_Exercise directions_
Give back, word for word, every line from the one containing "can find it" to the end of the listing, and nothing more.

_Input data_

PR #1530, opened 2023-07-03
Fix GlossaryTerm#update

JoeCohen:
Fixes a bug in `GlossaryTerm#update` which updated `<term>.user`. 
That caused `user` to set to the most recent editor of the Term (vs not touching `user`).

NOTE: In the live db, any incorrect `user` attributes should be fixed.

### DIFF
--- a/app/controllers/glossary_terms_controller.rb
+++ b/app/controllers/glossary_terms_controller.rb
@@ -50,7 +50,6 @@ class GlossaryTermsController < ApplicationController
 
     @glossary_term.attributes = params[:glossary_term].
                                 permit(:name, :description)
-    @glossary_term.user = @user
 
     return reload_form("edit") unless @glossary_term.save
 
--- a/test/controllers/glossary_terms_controller_test.rb
+++ b/test/controllers/glossary_terms_controller_test.rb
@@ -247,14 +247,20 @@ class GlossaryTermsControllerTest < FunctionalTestCase
   # ***** update *****
   def test_update
     term = glossary_terms(:conic_glossary_term)
+    creator = term.user
+    user = mary
+    assert_not_equal(user, creator,
+                     "Test needs user who didn't create the term.")
     params = changes_to_conic
-    login
 
+    login(user.login)
     assert_difference("term.versions.count") do
       post(:update, params: params)
     end
     assert_equal(params[:glossary_term][:name], term.reload.name)
     assert_equal(params[:glossary_term][:description], term.description)
+    assert_equal(creator, term.user,
+                 "Editing a Term should not change term.user")
     assert_redirected_to(glossary_term_path(term.id))
   end
 


JoeCohen:
@nwilson-eol @pellaea @nimmolo:
### How should I repair the live db?

1. Add a data migration (see below) to this PR?
2. Run a script (just the `up` part of the migration) on the webserver after deploying this PR (sans migration) 
**Issue**: That would leave the live db out-of-synch with the db snapshot.
3. Same as 2, plus create a new clean snapshot. 
**Issue**: I'm not confident about my ability to create the snapshot.

---

This migration took about 10 seconds on my iMac. 
I'll bet there's a smarter way to do it, e.g., SQL, but I can't figure it out.

```ruby
class FixGlossaryTermUser < ActiveRecord::Migration[6.1]
  def change
    reversible do |dir|
      change_table :glossary_terms do |t|
        # fixes user_id's that are wrong due to a now-fixed bug
        dir.up do
          GlossaryTerm.where.not(version: 1).each do |term|
            original = term.versions.first
            next if term.user_id == original.user_id

            term.update_column(:user_id, original.user_id)
          end
        end

        dir.down do
          GlossaryTerm.where.not(version: 1).each do |term|
            last_version = term.versions.last
            next if term.user_id == last_version.user_id

            term.update_column(:user_id, last_version.user_id)
          end
        end
      end
    end
  end
end
```

pellaea:
I just checked and there are only 27, I think:

```
SELECT count(t.id)
FROM glossary_terms t
JOIN glossary_terms_versions v ON v.glossary_term_id = t.id
WHERE t.version != 1
  AND v.version = 1
  AND t.user_id != v.user_id;
```

Maybe this SQL would do the trick, but with only 27 why not keep your safer, easier-to-read version?

```
UPDATE glossary_terms t 
JOIN glossary_terms_versions v ON v.glossary_term_id = t.id
SET t.user_id = v.user_id
WHERE t.version != 1
  AND v.version = 1
  AND t.user_id != v.user_id;
```

pellaea:
(By the way, is the down migration even necessary?)

JoeCohen:
Thanks Jason!
The number 27 makes sense. Almost all the terms were created by EXD and
other users were reluctant to touch them.
You're right about the down migration. I'll ditch it.
Otherwise, I will wait to hear from Nathan about whether he's OK with a
data migration (as opposed to some other solution.)

JoeCohen:
In my view migrations should focus on schema changes.  Sometimes you need
to manipulate data as part of that, but if you're not changing the schema,
I would not use a migration.  If all you’re doing is fixing bad data due to
some bug, then I'd do it with a script.  At work we usually use rails runner
for one time scripts that we create on a branch that we never merge into
the main branch.  It's something we expect to run multiple times then we
make it a rake task.

JoeCohen:
Thanks Nathan. I appreciate the guidance.
I will use a script (rather than a migration).
*Question: *If the script is in an unmerged branch, is there a way to run
it without switching to the unmerged branch, then switching back to main?
Seems complicated (and maybe unsafe).
(So would it be ok to put this script in this branch, and later -- after
it's run and a snapshot is created -- delete it (in a new PR)?)

JoeCohen:
We just copy the file directly to the server using scp and run it from
there.  The main reason we do it that way is so we don't have to change the
version number of the code running on the server and communicate that to
our customers.  The only reason we put it in the repo is so we can find it
again if needed.

JoeCohen:
Thanks for the added explanation.
I'll try that. (I.e.: remove the migration; create a new branch -- which
will not be merged - with just the script; and -- after deploying PR #1350
-- copy the file directly to the server using scp (after figuring out how
to do that) and run it from there.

_Response area_
our customers.  The only reason we put it in the repo is so we can find it
again if needed.

JoeCohen:
Thanks for the added explanation.
I'll try that. (I.e.: remove the migration; create a new branch -- which
will not be merged - with just the script; and -- after deploying PR #1350
-- copy the file directly to the server using scp (after figuring out how
to do that) and run it from there.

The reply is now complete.